PR #2149, opened 2026-05-14
feat(worktree): use human-readable names for new worktrees

### LINKED ISSUE #1844: Use human-readable names for worktree branches instead of random hashes
### Problem

New worktrees are created with random SHA-looking branch names. At a glance these look nearly identical to a detached HEAD state, causing momentary confusion when checking which branch you're on.

### Expected behavior

Worktree branches should use human-readable random names (e.g. city names, adjective-noun pairs from a safe word list) instead of hex-like strings. This is a pattern used by X and provides a nicer developer experience.

Image
Image

agallardol:
## Problem

Closes #1844.

Worktrees are created with 4-digit numeric folder names like `5142` — visually indistinguishable from a SHA prefix when scanning `git worktree list`. The issue suggests human-readable names; Claude Code uses `claude/<adj>-<noun>` and [sst/opencode][1] uses `opencode/<adj>-<noun>` for the same UX reason.

> _Screenshot placeholder — before/after of a freshly-created worktree._

## Changes

Three changes, bundled because #2 is exposed by #1 (splitting would chain two dependent PRs):

**1. Naming (`packages/git`).** `WorktreeManager.generateWorktreeName()` now returns `adjective-noun` from a new word list in `worktree-names.ts` (102 × 100 = **10,200 combinations**, above the previous 9,000 namespace). Adapted from sst/opencode (MIT). The 100-retry collision loop in `generateUniqueWorktreeName` is preserved; `createWorktreeForExistingBranch` and `createDetachedWorktreeAtCommit` still single-shot with a `${name}${Date.now()}` fallback (unchanged behavior, just slightly uglier output: `brave-falcon1700000000000`).

**2. Path resolution (`apps/code`).** Latent bug: `isLegacyWorktreeName(name) = !/^\d+$/.test(name)` classified every non-numeric name as "legacy" and routed it to a different folder layout. With the new slugs, this silently broke every fresh worktree lookup. Replaced the regex with an empirical probe of both supported layouts (`{base}/{name}/{repo}` modern, `{base}/{repo}/{name}` legacy), defaulting to modern when neither exists.

**3. Consolidation.** `ArchiveService` and `SuspensionService` each had a private async copy of the same probe-both pattern using `fs.access`. Both deleted; both services now use the shared helper. The shared helper is sync (`existsSync`); the swap is intentional — these call sites aren't in hot loops and the sync signature is simpler to use. Net **–52 lines** in the app layer.

## Trade-offs

- **Static word list vs. LLM-generated names.** Claude Code generates branch names via the LLM. Considered, rejected: a static list matches the issue's ask, costs nothing at runtime, and keeps this PR reviewable.
- **`existsSync` in `workspace.service.ts` loops.** Probe adds 2 stats per call; `handleGitStateChanged` multiplies by N task associations. Dwarfed by the `getBranchFromPath` git spawn already in the same iteration, so practical impact is negligible.
- **`worktreeLocation` setting change.** Probe defaults to modern (non-existent path), `fs.existsSync` removes the association. Pre-existing blind spot from before this PR.

## Test plan

23 tests across `worktree-names.test.ts`, `worktree.test.ts`, and `worktree-helpers.test.ts`. All passing under `pnpm --filter @posthog/git test` and `pnpm --filter code test`. Typecheck and Biome lint clean on touched files.

## Publish to changelog?

Yes — suggested entry: _"Worktrees now use human-readable adjective-noun names (e.g. `brave-falcon`) instead of 4-digit numbers."_

As an external contributor I can't post to #changelog directly — happy to provide more details for whoever handles it.

[1]: https://github.com/sst/opencode/blob/dev/packages/core/src/util/slug.ts


agallardol:
I'll attach an screenshot from the app UI point of view once I can get an invitation code so I can test end to end properly.

charlesvien:
Done in https://github.com/PostHog/code/pull/2340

+++++

Wherever the string "before" is found in the listing above, copy the line that contains it.

WRITTEN SOLUTION:
> _Screenshot placeholder — before/after of a freshly-created worktree._
- **`worktreeLocation` setting change.** Probe defaults to modern (non-existent path), `fs.existsSync` removes the association. Pre-existing blind spot from before this PR.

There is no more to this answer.